A loud blast shortly after 1 am on Wednesday morning awoke members of the Khan family who live at Lot 6 First Street, Vigilance, adjoining Brushe Dam, Friendship, from where the device is believed to have been hurled.
The device apparently exploded on impact, damaging a section of the western fence of the compound, and scattering debris onto the roof of the house belonging to farmer Nazir Khan and his family.
Khan told Stabroek News that the discharge immediately woke them all up and they gathered in the living room, all terrified of what would happen next.
Shortly after, he looked outside and saw no one, though he spotted a patrol belonging to the Guyana Defence Force (GDF), stationed a few feet south of his home. He said a soldier was walking towards the blast site.
But not knowing what had happened because of the darkness, he said the family went back to bed.

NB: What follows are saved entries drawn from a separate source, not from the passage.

PR #1996, opened 2022-10-17
#1934: Add parameter to control minimal retention of historical LB data

### LINKED ISSUE #1934: Add configuration for minimum phase of historical LB data to retain
**What Needs to be Done?**

Right now, the number of phases worth of historical LB data that the system retains is based on how many the installed load model says it wants to use. We should add a configuration parameter to set a minimum retention, independent of the load model. This will support later programmatic use of historical data, like outputting based on some trigger event/observation, with historical data before activation for context.

**Additional context**

thearusable:
Closes #1934

### DIFF
--- a/tests/unit/collection/test_lb_data_retention.cc
+++ b/tests/unit/collection/test_lb_data_retention.cc
@@ -139,10 +139,17 @@ struct TestCol : vt::Collection<TestCol,vt::Index1D> {
     auto sp_load_phase_count = lb_data.getSubphaseLoadPhaseCount();
     auto sp_comm_phase_count = lb_data.getSubphaseCommPhaseCount();
 
-    EXPECT_EQ(load_phase_count,    std::size_t{1});
-    EXPECT_EQ(sp_load_phase_count, std::size_t{1});
-    EXPECT_EQ(comm_phase_count,    std::size_t{1});
-    EXPECT_EQ(sp_comm_phase_count, std::size_t{1});
+    #if vt_check_enabled(lblite)
+      EXPECT_EQ(load_phase_count,    std::size_t{1});
+      EXPECT_EQ(sp_load_phase_count, std::size_t{1});
+      EXPECT_EQ(comm_phase_count,    std::size_t{1});
+      EXPECT_EQ(sp_comm_phase_count, std::size_t{1});
+    #else
+      EXPECT_EQ(load_phase_count,    std::size_t{0});
+      EXPECT_EQ(sp_load_phase_count, std::size_t{0});
+      EXPECT_EQ(comm_phase_count,    std::size_t{0});
+      EXPECT_EQ(sp_comm_phase_count, std::size_t{0});
+    #endif
   }
 };
 


tests/unit/collection/test_lb_data_retention.cc
```diff
@@ -226,4 +230,44 @@ TEST_F(TestLBDataRetention, test_lbdata_retention_last4) {
...
+  theLBManager()->setLoadModel(persist);
+
+  for (int i=0; i<num_phases; ++i) {
+    runInEpochCollective([&]{
+      // Do some work.
+      proxy.broadcastCollective<MyMsg<TestCol>, TestCol::colHandler>();
+    });
+    // Go to the next phase.
+    vt::thePhase()->nextPhaseCollective();
+  }
```
PhilMiller, line 270: Should this test go on to access data older than the model's requirement?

It was not until the next morning they discovered the damage. There was a crater, 2 feet deep and 3 feet wide, one foot away from the fence of their yard, filled with water from a drain located nearby. Three paling staves had been blown from the fence. Debris also flew 20 feet onto the roof of the house.
After GDF ranks were alerted to the find, bomb experts drained out the water from the crater and recovered fragments of the device. The scene was later visited by ranks of the Vigilance Police Station.
Nazir Khan and his son, Shazad said this incident had the family - already the victim of one armed attack - seriously contemplating leaving their home.
In July three gunmen invaded the home and escaped with over $100,000 after violently assaulting Khan's son and two others.
The house looks as if it is in the final stages of construction and according to Khan it has been that way. He said the decision to neither paint the house nor make any further improvements was intentional because it would signal that the family had money and make them a target of bandits.
As a result of attacks there are only three families left in the area, the others have either sold their homes and fled or torn down the structures to rebuild elsewhere. "You see that house over there," the elder Khan said while pointing to a one-storey flat a short distance away, "... by tomorrow that going to break down because the man don't want to live here anymore.."
Prior to the stationing of a GDF patrol nearby, Shazad related that attacks were frequent, primarily during the day. He said the army patrol had brought some relief and the army's response time was good but attacks still continued. Those families left lock their gates by 4:30 pm.
And coupled with other frequent attacks in the backlands, where they do their farming, it has proved a constraint for the Khans to earn a living as they can only do half a day's work.
Khan's daughter Shanaz and her husband, were forced to move into her father's house along with their five-year-old son Nazir following an attack last year. The woman had been living not too far from her father at Lot 13, Vigilance South, when they were attacked by gunmen who attempted to abduct Nazir and set Shanaz alight after dousing her with kerosene.
"As long as you live here you got to expect to dead anytime," the woman said.
For the Khan family the only alternative lies in moving to relatives in Annandale, which they acknowledge might prove worse given the frequent attacks on villagers there. "I have to look and see if the government can give me a house lot somewhere," Khan said.